■ **Task instructions**
Produce an exact copy of the first line of the data below and each line after it, please, up to and including the one with "uri-granta: Maybe define".

(Items from a data source)
PR #656, opened 2022-11-22
Add support for explicit input constraints to Box search-space

### LINKED ISSUE #537: cheap-to-evaluate constraint

**Additional context**

khurram-ghani:
The first commit adds support and tests for linear and non-linear constraints to the Box search-space.
The second commit adds 3 new methods and tests for sampling of feasible points.


trieste/space.py
```diff
@@ -127,6 +309,24 @@ def __eq__(self, other: object) -> bool:
...
+        """
+        Checks if points satisfy the explicit constraints of this :class:`SearchSpace`.
+        Note membership of the search space is not checked.
+
+        :param points: The points to check constraints feasibility for, with shape [..., D].
+        :return: A tensor of booleans. Returns `True` for each point if it is feasible in this
+            search space, else `False`.
+        """
+        # By default assume everything is feasible; can be overridden by a subclass.
+        return True
```
uri-granta: Should we perhaps ensure that this gets overridden whenever there are any constraints by defaulting to raising a `NotImplementedError` exception if `self.has_constraints` is `True`?

trieste/space.py
```diff
@@ -246,17 +446,31 @@ class Box(SearchSpace):
     """
 
     @overload
-    def __init__(self, lower: Sequence[float], upper: Sequence[float]):
+    def __init__(
+        self,
+        lower: Sequence[float],
+        upper: Sequence[float],
+        constraints: Optional[Sequence[LinearConstraint | NonlinearConstraint]] = None,
```
uri-granta: Maybe define a `Constraint = LinearConstraint | NonLinearConstraint` type alias?

Alternatively you could define an ABC with the relevant methods (if they're obvious) and have both LinearConstraint and NonLinearConstraint inherit from it.

trieste/space.py
```diff
@@ -429,12 +796,42 @@ def __eq__(self, other: object) -> bool:
         if not isinstance(other, Box):
             return NotImplemented
         return bool(
-            tf.reduce_all(self.lower == other.lower) and tf.reduce_all(self.upper == other.upper)
+            tf.reduce_all(self.lower == other.lower)
+            and tf.reduce_all(self.upper == other.upper)
+            and self._constraints == other._constraints
```
uri-granta, line 809: (maybe add a comment about how we're insisting on the exact same list of constraints?)

trieste/space.py
```diff
@@ -32,6 +34,180 @@
...
+        <tf.Tensor: shape=(3, 2), dtype=float64, numpy=
+        array([[ 0.01058163,  3.28941832],
+               [-0.1646425 ,  3.46464245],
+               [ 1.01058163,  2.28941832]])>
+
+
+        :param points: The points to calculate the residuals for, with shape [..., D].
+        :return: A tensor containing the lower and upper residual values with shape [..., M*2].
+        """
+        non_d_axes = tf.ones_like(tf.shape(points))[:-1]
```
uri-granta: Maybe add some shape/rank check on points?

trieste/space.py
```diff
@@ -32,6 +34,180 @@
...
+
+    def __eq__(self, other: object) -> bool:
+        """
+        :param other: A constraint.
+        :return: Whether the constraint is identical to this one.
+        """
+        if not isinstance(other, NonlinearConstraint):
+            return False
+        return bool(
+            tf.reduce_all(self._orig_fun == other._orig_fun)
```
uri-granta: Are the `tf.reduce_all`s for _orig_fun and keep_feasible necessary?

trieste/space.py
```diff
@@ -290,9 +506,15 @@ def __init__(
 
         self._dimension = tf.shape(self._upper)[-1]
 
+        if constraints is None:
+            self._constraints: Sequence[LinearConstraint | NonlinearConstraint] = []
+        else:
+            self._constraints = constraints
+        self._ctol = ctol
```
uri-granta, line 514: check that ctol > 0?

trieste/space.py
```diff
@@ -395,6 +622,146 @@ def sample_sobol(self, num_samples: int, skip: Optional[int] = None) -> TensorTy
             dim=dim, num_results=num_samples, dtype=self._lower.dtype, skip=skip
         ) + self._lower
 
+    def _sample_feasible_loop(
+        self,
+        num_samples: int,
+        sampler: Callable[[], TensorType],
+        max_tries: int = 100,
+    ) -> TensorType:
+        # Rejection sampling using provided callable. Try ``max_tries`` number of times to find
```
uri-granta: Still worth adding a params docstring?

trieste/space.py
```diff
@@ -395,6 +622,146 @@ def sample_sobol(self, num_samples: int, skip: Optional[int] = None) -> TensorTy
...
+        :param num_samples: The number of feasible points to sample from this search space.
+        :param seed: Random seed for reproducibility.
+        :param max_tries: Maximum attempts to sample the requested number of points.
+        :return: ``num_samples`` i.i.d. random points, sampled uniformly,
+            from this search space with shape '[num_samples, D]' , where D is the search space
+            dimension.
+        :raise SampleTimeoutError: If ``max_tries`` are exhausted before ``num_samples`` are
+            sampled.
+        """
+        # Without constraints use the normal sample method directly.
```
uri-granta: Is there any way to reduce the duplicated code in these methods? Maybe add a `_sample(num_samples, seed, feasible, max_tries)` internal method that gets called from both `sample` and `sample_feasible`?

uri-granta (commented):
Looks good! Some initial comments. Will finish looking at this tomorrow.

trieste/space.py
```diff
@@ -246,17 +446,31 @@ class Box(SearchSpace):
     """
 
     @overload
-    def __init__(self, lower: Sequence[float], upper: Sequence[float]):
+    def __init__(
+        self,
+        lower: Sequence[float],
+        upper: Sequence[float],
+        constraints: Optional[Sequence[LinearConstraint | NonlinearConstraint]] = None,
+        ctol: float = 1e-7,
```
hstojic: default tolerance should depend on dtype I think

hstojic (commented):
just a very quick pass for now, few comments

trieste/space.py
khurram-ghani: Updated in 30a17e7

trieste/space.py
khurram-ghani: Updated in 30a17e7

trieste/space.py
khurram-ghani: Added in 30a17e7

trieste/space.py
khurram-ghani: Added in 30a17e7

trieste/space.py
khurram-ghani: It isn't necessary for `NonlinearConstraint` (updated in 30a17e7). It is necessary for `keep_feasible` in `LinearConstraint` as scipy internally broadcasts it.

trieste/space.py
khurram-ghani: Added in 30a17e7

trieste/space.py
khurram-ghani: I did have it originally but removed it, thinking we don't want internal methods to show up in the user docs. I have added it back again in 30a17e7.

trieste/space.py
khurram-ghani: I have had a go in 30a17e7. Please have a look.

trieste/space.py
khurram-ghani: I have updated the type to optionally include `TensorType`:
https://github.com/secondmind-labs/trieste/blob/f5a33b42342e41e464960972c3deffcccbbbeeda/trieste/space.py#L464

However, I am not sure what I should do with the value `dtype`. I copied the style from `ExpectedConstrainedImprovement` for default `min_feasibility_probability`:
https://github.com/secondmind-labs/trieste/blob/30a17e7fe4099e8ecd4aead386d787d8136d11f2/trieste/acquisition/function/function.py#L483

trieste/space.py
```diff
@@ -32,6 +34,186 @@
...
+            return False
+        return bool(
+            tf.reduce_all(self.A == other.A)
+            and tf.reduce_all(self.lb == other.lb)
+            and tf.reduce_all(self.ub == other.ub)
+            and tf.reduce_all(self.keep_feasible == other.keep_feasible)
+        )
+
+
+# Constraint type alias.
```
uri-granta: If you turn this comment into a docstring it will show up in the API docs (e.g. see the docstring for AcquisitionFunction)

tests/unit/test_space.py
```diff
@@ -390,93 +398,178 @@ def _assert_correct_number_of_unique_constrained_samples(
...
+    box = Box(tf.zeros((3,)), tf.ones((3,)), constraints)
+    samples = box.sample_feasible(num_samples)
     _assert_correct_number_of_unique_constrained_samples(num_samples, box, samples)
 
 
-@pytest.mark.parametrize("num_samples", [0, 1, 10])
-def test_box_sobol_sampling_returns_correct_shape(num_samples: int) -> None:
-    box = Box(tf.zeros((3,)), tf.ones((3,)))
-    sobol_samples = box.sample_sobol(num_samples)
+@pytest.mark.parametrize(
```
uri-granta: Probably more natural to write this as two parametrizes?

```suggestion
@pytest.mark.parametrize("num_samples", [0, 1, 1])
@pytest.mark.parametrize("constraints", [None, _box_sampling_constraints()])
```

uri-granta (approved):
Tests look good! No explicit tests for the two constraint wrappers: though the residuals are tested indirectly in `test_box_constraints_residuals_and_feasibility` and presumably the inheritance from spo.Constraints will be tested when you update the optimizer code?

khurram-ghani:
> No explicit tests for the two constraint wrappers: though the residuals are tested indirectly in `test_box_constraints_residuals_and_feasibility` and presumably the inheritance from spo.Constraints will be tested when you update the optimizer code?

@uri-granta the tests for constraints wrappers are in the respective docstrings for `residual` methods. They show up in the list of pytests (in at least VSCode). Would it better if I move them to `test_space.py`?
I am not sure I understand your question about inheriting from `spo.Constraints`.

trieste/space.py
khurram-ghani: Done in b76379c.

tests/unit/test_space.py
khurram-ghani: Done in b76379c.

uri-granta:
> > No explicit tests for the two constraint wrappers: though the residuals are tested indirectly in `test_box_constraints_residuals_and_feasibility` and presumably the inheritance from spo.Constraints will be tested when you update the optimizer code?
> 
> @uri-granta the tests for constraints wrappers are in the respective docstrings for `residual` methods. They show up in the list of pytests (in at least VSCode). Would it better if I move them to `test_space.py`? I am not sure I understand your question about inheriting from `spo.Constraints`.

While the docstring examples do get run, I think it's probably clearer to have them as explicit tests in test_space. At least that's what we do elsewhere!

My point about inheriting from spo was that as far as I can see you don't currently test e.g. that NonlinearConstraint is inheriting from spo.NonlinearConstraint: you're only testing the residual function. But that this will presumably be tested when you test calling the optimizer with these constraints?

khurram-ghani:
> While the docstring examples do get run, I think it's probably clearer to have them as explicit tests in test_space. At least that's what we do elsewhere!

I have moved them to `test_space.py`.

> My point about inheriting from spo was that as far as I can see you don't currently test e.g. that NonlinearConstraint is inheriting from spo.NonlinearConstraint: you're only testing the residual function. But that this will presumably be tested when you test calling the optimizer with these constraints?

Yes, this will get tested when calling the optimizer with constraints. That is when the inheritance will be important.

■ **Answer below**
PR #656, opened 2022-11-22
Add support for explicit input constraints to Box search-space

### LINKED ISSUE #537: cheap-to-evaluate constraint

**Additional context**

khurram-ghani:
The first commit adds support and tests for linear and non-linear constraints to the Box search-space.
The second commit adds 3 new methods and tests for sampling of feasible points.


trieste/space.py
```diff
@@ -127,6 +309,24 @@ def __eq__(self, other: object) -> bool:
...
+        """
+        Checks if points satisfy the explicit constraints of this :class:`SearchSpace`.
+        Note membership of the search space is not checked.
+
+        :param points: The points to check constraints feasibility for, with shape [..., D].
+        :return: A tensor of booleans. Returns `True` for each point if it is feasible in this
+            search space, else `False`.
+        """
+        # By default assume everything is feasible; can be overridden by a subclass.
+        return True
```
uri-granta: Should we perhaps ensure that this gets overridden whenever there are any constraints by defaulting to raising a `NotImplementedError` exception if `self.has_constraints` is `True`?

trieste/space.py
```diff
@@ -246,17 +446,31 @@ class Box(SearchSpace):
     """
 
     @overload
-    def __init__(self, lower: Sequence[float], upper: Sequence[float]):
+    def __init__(
+        self,
+        lower: Sequence[float],
+        upper: Sequence[float],
+        constraints: Optional[Sequence[LinearConstraint | NonlinearConstraint]] = None,
```
uri-granta: Maybe define a `Constraint = LinearConstraint | NonLinearConstraint` type alias?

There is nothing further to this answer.